Tier-I institutes, also called research universities, are the highest seat of learning and are to attract the country’s best and brightest faculty and students. They have been given a mission that resembles that of UCs under the California Master Plan – “to be global centers of transdisciplinary scholarship and collaborative discovery of basic and applied knowledge to develop solutions to real life challenges.” In this way, Tier-I universities serve as centers to build critical masses of excellence.

Tier-II universities address the access question of higher education, by providing “qualified masses in diverse disciplines and professions to prepare creative, competent and credentialed specialists to meet the multiple service needs of society”.

Tier-III comprises affiliate colleges connected to Tier-I or Tier-II universities and offer two-year post-secondary programs, now called associate bachelor’s programmes.

The original plan was that these Tier-I universities were supposed to number around 30, about 15 percent of the 200 universities across Pakistan. Obviously, given the differences between missions of institutes belonging to different tiers, those in Tier-I can expect to receive more resources (per student) than those in Tier-II and Tier-III.

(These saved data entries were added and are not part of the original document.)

PR #33365, opened 2023-06-07
[Python o11y] Fix python distribtests

XuanWang-Amos:
Fix for Cython build issue in aarch64.

We're seeing this error in aarch64 distribution test:
```
In file included from ./src/core/lib/slice/slice.h:36,
                 from ./src/core/lib/slice/slice_buffer.h:29,
                 from ./src/core/lib/transport/transport.h:60,
                 from ./src/core/lib/channel/channel_stack.h:75,
                 from ./src/core/lib/channel/call_tracer.h:32,
                 from src/python/grpcio/grpc/_cython/cygrpc.cpp:2230:
./src/core/lib/slice/slice_refcount.h: In member function 'void grpc_slice_refcount::Ref(grpc_core::DebugLocation)':
./src/core/lib/slice/slice_refcount.h:55:25: error: expected ')' before 'PRIdPTR'
               "REF %p %" PRIdPTR "->%" PRIdPTR, this, prev_refs, prev_refs + 1);
                         ^~~~~~~~
                         )
```

Based on [this post](https://stackoverflow.com/questions/26182336/priuptr-preprocessor-bug-in-gcc), it's caused by including `<inttypes.h>` before define `__STDC_FORMAT_MACROS` marco.

`<inttypes.h>` was included in `core/lib/channel/call_tracer.h` and this macro should already be defined in `grpc/grpc.h` through `port_platform.h`, but we're still having issue in aarch64, so we manually define the macro in this PR.

### DIFF
--- a/setup.py
+++ b/setup.py
@@ -415,7 +415,7 @@ else:
 
 # Fix for multiprocessing support on Apple devices.
 # TODO(vigneshbabu): Remove this once the poll poller gets fork support.
-DEFINE_MACROS += (('GRPC_DO_NOT_INSTANTIATE_POSIX_POLLER', 1),)
+DEFINE_MACROS += (('GRPC_DO_NOT_INSTANTIATE_POSIX_POLLER', 1), ('__STDC_FORMAT_MACROS', None))
 
 LDFLAGS = tuple(EXTRA_LINK_ARGS)
 CFLAGS = tuple(EXTRA_COMPILE_ARGS)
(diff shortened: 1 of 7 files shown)


setup.py
```diff
@@ -417,6 +417,13 @@ def _quote_build_define(argument):
 # TODO(vigneshbabu): Remove this once the poll poller gets fork support.
 DEFINE_MACROS += (('GRPC_DO_NOT_INSTANTIATE_POSIX_POLLER', 1),)
 
+# Fix for Cython build issue in aarch64.
```
gnossen, line 420: Please add an issue and a TODO to figure out what's going on in the aarch64 build so that we can supports gcc + Bazel.

gnossen (approved):

PR #33368, opened 2023-06-07
[Ruby] Fix memory leak in grpc_rb_call_run_batch

peterzhu2118:
The function grpc_rb_call_run_batch has many places that could raise errors, including in child functions. Since a raised error will longjump out of the function, it will cause memory leaks since the function cannot perform any clean up. This commit fixes the issue by wrapping the whole function in an rb_ensure, which will ensure that a cleanup function is ran before the error is propagated upwards.


apolcyn:
@peterzhu2118 FYI there is no need to force push - all commits will be squashed down at the time of merging.

apolcyn (approved):

veblush (approved):

PR #33369, opened 2023-06-07
[cherrypick][v1.49] ring_hash: fix subchannel list to not shutdown until picker is destro…

eugeneo:
…yed (#30714)

* ring_hash: fix subchannel list to not shutdown until picker is destroyed

* hop into WorkSerializer before unreffing subchannels

* use a weak ref for subchannel connectivity state watches

* Automated change: Fix sanity tests

* fix memory leak

* clang-format

* fix circular reference problem by moving ring into subchannel list

* Automated change: Fix sanity tests


markdroth:
Please include https://github.com/grpc/grpc/pull/32012 in this back-port.

markdroth (approved):

PR #33465, opened 2023-06-16
[grpclb] Use a separate channel arg to enable load reporting filter

markdroth:
This avoids overloading the GRPC_ARG_LB_POLICY_NAME channel arg, which is really intended for passing from the application to the client channel.

### DIFF
--- a/src/core/ext/filters/client_channel/lb_policy/grpclb/grpclb.cc
+++ b/src/core/ext/filters/client_channel/lb_policy/grpclb/grpclb.cc
@@ -153,6 +153,10 @@
 #define GRPC_GRPCLB_DEFAULT_FALLBACK_TIMEOUT_MS 10000
 #define GRPC_GRPCLB_DEFAULT_SUBCHANNEL_DELETION_DELAY_MS 10000
 
+// Channel arg used to enable load reporting filter.
+#define GRPC_ARG_GRPCLB_ENABLE_LOAD_REPORTING_FILTER \
+  "grpc.internal.grpclb_enable_load_reporting_filter"
+
 namespace grpc_core {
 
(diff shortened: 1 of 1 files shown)


src/core/ext/filters/client_channel/lb_policy/grpclb/grpclb.cc
```diff
@@ -1728,8 +1730,10 @@ void GrpcLb::OnFallbackTimerLocked() {
 ChannelArgs GrpcLb::CreateChildPolicyArgsLocked(
     bool is_backend_from_grpclb_load_balancer) {
   ChannelArgs r =
-      args_.Set(GRPC_ARG_ADDRESS_IS_BACKEND_FROM_GRPCLB_LOAD_BALANCER,
-                is_backend_from_grpclb_load_balancer);
+      args_
+          .Set(GRPC_ARG_ADDRESS_IS_BACKEND_FROM_GRPCLB_LOAD_BALANCER,
+               is_backend_from_grpclb_load_balancer)
+          .Set(GRPC_ARG_GRPCLB_ENABLE_LOAD_REPORTING_FILTER, 1);
```
apolcyn, line 1736: if `is_backend_from_grpclb_load_balancer == false`, i.e. if we're using fallback addresses, is it still correct to enable the load reporting filter?

apolcyn (approved):

src/core/ext/filters/client_channel/lb_policy/grpclb/grpclb.cc
markdroth: Arguably no, but that's the existing behavior, so I don't want to change it.

PR #33477, opened 2023-06-17
Windows: fix error on 2nd configure

Jan-E:
If you run the configure command on Windows multiple times without clearing the the build directory the second and following fail with a 
>Microsoft JScript runtime error: File already exists

This PR adds a JScript function to check if the build directories have already been created  before performing `FSO.CreateFolder()`
I ran into this when building php_grpc.dll for PHP 8.2. See https://github.com/phalcon/cphalcon/issues/16318#issuecomment-1592534432 for the request and the result.

Note: I created this PR for the current git head. If other PR's are merged that change config.w32 there is a chance that merging fails. Please edit the PR if that happens.


Jan-E:
@drfloob As you seem to be the last one to have done something Windows-specific: could you review and merge this PR

PR #33486, opened 2023-06-19
[logging] Add tests for cases where we don't send any metadata and improve debuggability

yashykt:


ctiller:
This isn't passing tests, and also the error message is near useless to figure out what's going on:

image

yashykt:
Ah I forgot to fix this test.

The trick to debugging these is to look at the matchers and see which one didn't match, and then compare what the expectation was and what was actually sent.

yashykt:
Fixed it, and improving the error message as well.

ctiller (approved):
Approving with reservations: I think we're leaning on testing frameworks too heavily here, and we'd have a better test of we wrote some of these expectations directly.

Imagine:
EXPECT_EQ(entries.size(), 12);
auto* client_header_from_client = GetEntry(entries, kClientHeader, Logger::kClient);
EXPECT_EQ(client_header_from_client->authority, server_address_);
// etc...

the main test would be about as long (possibly shorter!), and the output would be crystal clear as to what the problem we're seeing is.

yashykt:
> Approving with reservations: I think we're leaning on testing frameworks too heavily here, and we'd have a better test of we wrote some of these expectations directly.

Yeah, I think you are right. I'll switch these over.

It is also important to understand that this tiered framework is not a ranking, it is a classification based on differences of purpose. Being in Tier-I does not make a university inherently ‘better’ than all universities in Tier-II and Tier-III – it just means it is pursuing different goals.

When it came time to classify institutes, the HEC took a liberal approach and let university leaders decide for themselves which tier they would like their respective institute to fit into. The HEC also developed a basic, clerical, qualifying criteria for tier membership, which proved to be so lenient that most institutes could justify belonging to Tier-I. This approach of letting each institute decide for itself where it fit in could only work if each was willing to make an honest and realistic self-assessment.

In effect, it took little more than making a declaration to belong in one tier or another. Whether it was a misunderstanding of the tier classification as a meta-ranking or a fear of seeing budgets curtailed, most universities rushed to declare themselves Tier-I universities.

In the absence of more concrete prerequisites, such as input / resource allocation and output / deliverable commitments (whose definition is a challenge in itself), becoming a Tier-I institution takes little more than wishing so.

Grouping universities by tiers will put an end to forcing all colleges and universities to fit into the mould of research universities. Not every student that goes to college wants to earn a PhD (or an MA / MS even) and a career in research. We tried that, and the result has been PhD-mill programmes across the country. Forcing universities to do research, spending on labs, equipment and other resources can lead to financial waste and even mismanagement. It means using student focused metrics, rather than research related productivity metrics, for (faculty at) colleges and universities. Last week I had a detailed op-ed in these pages (‘Transparency that matters’, The News, September 19) that talks extensively about what those metrics should be.

When universities with necessary talent, both among faculty and students, capable of conducting research are tasked with the generation of knowledge, resource allocation can be targeted where it will do the most good, instead of thinly sprinkling them across all universities to ensure a measure of ‘fairness’. Tasking only the subset of universities that have the necessary critical mass of research talent means the long-standing issue of promotion criteria can be resolved, by creating a promotion criterion for Tier-I institutions doing teaching and research different from Tier-II and Tier-III institutions that are focused solely on teaching.

In the long run, this arrangement will allow adding new institutions at whatever tier level the economy demands. HEC Vision 2025 had the right idea by creating a tiered framework for higher education institutions, but it needs refinement for effective implementation. Measures taken to resolve faculty issues, quality issues, financial management issues address symptoms of this deeper problem but have limited effect on longstanding problems.